TASK
Write every record out again exactly as shown below.

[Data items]
== == ==

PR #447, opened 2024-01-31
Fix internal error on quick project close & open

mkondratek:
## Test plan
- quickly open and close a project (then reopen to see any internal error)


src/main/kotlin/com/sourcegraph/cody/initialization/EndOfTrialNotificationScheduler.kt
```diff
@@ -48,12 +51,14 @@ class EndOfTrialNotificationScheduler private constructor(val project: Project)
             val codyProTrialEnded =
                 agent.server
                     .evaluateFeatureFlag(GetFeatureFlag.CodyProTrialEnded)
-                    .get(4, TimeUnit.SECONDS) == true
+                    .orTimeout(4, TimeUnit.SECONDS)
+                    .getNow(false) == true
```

== == ==

SOLUTION FOR THIS PROBLEM
PR #447, opened 2024-01-31
Fix internal error on quick project close & open

mkondratek:
## Test plan
- quickly open and close a project (then reopen to see any internal error)


src/main/kotlin/com/sourcegraph/cody/initialization/EndOfTrialNotificationScheduler.kt
```diff
@@ -48,12 +51,14 @@ class EndOfTrialNotificationScheduler private constructor(val project: Project)
             val codyProTrialEnded =
                 agent.server
                     .evaluateFeatureFlag(GetFeatureFlag.CodyProTrialEnded)
-                    .get(4, TimeUnit.SECONDS) == true
+                    .orTimeout(4, TimeUnit.SECONDS)
+                    .getNow(false) == true
```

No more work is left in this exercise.